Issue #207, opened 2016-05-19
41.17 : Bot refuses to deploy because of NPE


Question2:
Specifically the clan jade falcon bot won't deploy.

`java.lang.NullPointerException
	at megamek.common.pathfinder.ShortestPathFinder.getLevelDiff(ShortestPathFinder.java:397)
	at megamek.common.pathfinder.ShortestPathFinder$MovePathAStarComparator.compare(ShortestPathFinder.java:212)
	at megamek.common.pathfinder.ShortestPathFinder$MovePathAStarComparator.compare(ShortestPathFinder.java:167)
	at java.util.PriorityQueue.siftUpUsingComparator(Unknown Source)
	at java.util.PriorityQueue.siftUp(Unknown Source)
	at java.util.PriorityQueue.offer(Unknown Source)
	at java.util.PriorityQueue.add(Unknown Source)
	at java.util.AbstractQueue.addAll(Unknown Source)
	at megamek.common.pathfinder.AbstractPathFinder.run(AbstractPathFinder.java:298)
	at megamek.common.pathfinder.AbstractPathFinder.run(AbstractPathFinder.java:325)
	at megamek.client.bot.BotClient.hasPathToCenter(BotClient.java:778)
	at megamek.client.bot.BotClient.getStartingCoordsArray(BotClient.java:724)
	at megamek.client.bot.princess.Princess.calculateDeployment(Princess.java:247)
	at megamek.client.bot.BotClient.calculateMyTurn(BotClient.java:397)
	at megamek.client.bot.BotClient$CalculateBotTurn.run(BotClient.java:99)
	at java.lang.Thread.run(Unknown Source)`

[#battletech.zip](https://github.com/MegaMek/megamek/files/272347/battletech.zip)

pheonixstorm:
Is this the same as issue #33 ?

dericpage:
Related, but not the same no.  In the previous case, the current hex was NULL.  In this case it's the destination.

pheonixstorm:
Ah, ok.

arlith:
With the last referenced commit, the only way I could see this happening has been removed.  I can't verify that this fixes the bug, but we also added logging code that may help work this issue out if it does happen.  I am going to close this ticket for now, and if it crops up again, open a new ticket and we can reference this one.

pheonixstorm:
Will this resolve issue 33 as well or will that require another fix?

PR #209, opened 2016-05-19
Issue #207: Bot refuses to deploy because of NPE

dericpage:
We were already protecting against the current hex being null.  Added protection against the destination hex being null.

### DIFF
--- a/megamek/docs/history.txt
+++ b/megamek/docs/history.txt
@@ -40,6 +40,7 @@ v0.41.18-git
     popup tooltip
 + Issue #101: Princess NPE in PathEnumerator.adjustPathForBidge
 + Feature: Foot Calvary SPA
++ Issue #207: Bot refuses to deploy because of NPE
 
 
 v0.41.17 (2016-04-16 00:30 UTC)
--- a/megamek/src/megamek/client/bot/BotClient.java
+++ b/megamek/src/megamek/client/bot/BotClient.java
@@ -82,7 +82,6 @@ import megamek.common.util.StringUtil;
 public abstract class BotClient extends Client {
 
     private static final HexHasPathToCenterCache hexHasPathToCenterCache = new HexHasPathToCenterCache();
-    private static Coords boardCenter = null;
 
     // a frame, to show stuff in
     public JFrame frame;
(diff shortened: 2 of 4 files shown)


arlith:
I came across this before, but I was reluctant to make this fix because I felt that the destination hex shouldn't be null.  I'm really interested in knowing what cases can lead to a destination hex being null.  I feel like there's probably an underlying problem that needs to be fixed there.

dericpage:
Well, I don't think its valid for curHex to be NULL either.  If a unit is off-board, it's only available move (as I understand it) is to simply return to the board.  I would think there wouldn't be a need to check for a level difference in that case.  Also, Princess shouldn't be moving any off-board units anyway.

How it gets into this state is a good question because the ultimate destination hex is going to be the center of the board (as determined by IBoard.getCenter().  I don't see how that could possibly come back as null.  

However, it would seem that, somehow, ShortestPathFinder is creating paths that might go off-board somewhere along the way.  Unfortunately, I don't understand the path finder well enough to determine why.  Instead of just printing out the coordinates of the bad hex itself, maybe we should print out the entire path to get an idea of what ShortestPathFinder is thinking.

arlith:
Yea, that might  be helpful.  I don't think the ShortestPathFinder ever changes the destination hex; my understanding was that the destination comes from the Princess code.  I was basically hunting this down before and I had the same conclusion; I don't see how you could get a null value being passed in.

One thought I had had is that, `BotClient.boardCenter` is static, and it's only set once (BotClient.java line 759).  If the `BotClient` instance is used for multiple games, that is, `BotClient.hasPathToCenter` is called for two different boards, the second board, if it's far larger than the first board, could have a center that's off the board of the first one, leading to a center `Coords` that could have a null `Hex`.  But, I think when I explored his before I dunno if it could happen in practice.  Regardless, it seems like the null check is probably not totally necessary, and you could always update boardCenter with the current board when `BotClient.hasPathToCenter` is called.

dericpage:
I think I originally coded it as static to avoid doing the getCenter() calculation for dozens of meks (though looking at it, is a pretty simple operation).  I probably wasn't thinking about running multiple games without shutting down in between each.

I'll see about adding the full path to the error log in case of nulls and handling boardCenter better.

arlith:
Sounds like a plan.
━━━━━━━━━━━━━━━━━━━━━━━━━━━━━━
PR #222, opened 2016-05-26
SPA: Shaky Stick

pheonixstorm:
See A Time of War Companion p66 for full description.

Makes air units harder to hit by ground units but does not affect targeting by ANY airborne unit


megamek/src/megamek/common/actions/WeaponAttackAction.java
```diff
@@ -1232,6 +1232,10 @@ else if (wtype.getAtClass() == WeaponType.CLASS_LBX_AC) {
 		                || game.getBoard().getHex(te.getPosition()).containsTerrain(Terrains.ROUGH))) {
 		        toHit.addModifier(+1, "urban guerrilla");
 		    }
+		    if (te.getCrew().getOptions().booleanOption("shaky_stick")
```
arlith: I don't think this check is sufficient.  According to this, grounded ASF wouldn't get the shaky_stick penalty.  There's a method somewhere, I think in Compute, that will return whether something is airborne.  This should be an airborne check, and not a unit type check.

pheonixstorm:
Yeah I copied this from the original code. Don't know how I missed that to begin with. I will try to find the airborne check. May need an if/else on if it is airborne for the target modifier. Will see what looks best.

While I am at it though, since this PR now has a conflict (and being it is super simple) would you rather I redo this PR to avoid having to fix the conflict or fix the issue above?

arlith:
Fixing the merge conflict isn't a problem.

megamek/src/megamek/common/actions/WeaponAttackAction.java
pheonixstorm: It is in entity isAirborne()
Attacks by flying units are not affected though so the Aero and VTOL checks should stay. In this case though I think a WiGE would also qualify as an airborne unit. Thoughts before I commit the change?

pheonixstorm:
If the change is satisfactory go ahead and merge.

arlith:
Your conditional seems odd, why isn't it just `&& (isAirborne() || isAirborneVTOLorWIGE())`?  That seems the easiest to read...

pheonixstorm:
━━━━━━━━━━━━━━━━━━━━━━━━━━━━━━
▶ [REQUIRED ACTION]
Copy each line above that contains the word "units".

▶ [WRITTEN ANSWER]
Well, I don't think its valid for curHex to be NULL either.  If a unit is off-board, it's only available move (as I understand it) is to simply return to the board.  I would think there wouldn't be a need to check for a level difference in that case.  Also, Princess shouldn't be moving any off-board units anyway.
Makes air units harder to hit by ground units but does not affect targeting by ANY airborne unit
Attacks by flying units are not affected though so the Aero and VTOL checks should stay. In this case though I think a WiGE would also qualify as an airborne unit. Thoughts before I commit the change?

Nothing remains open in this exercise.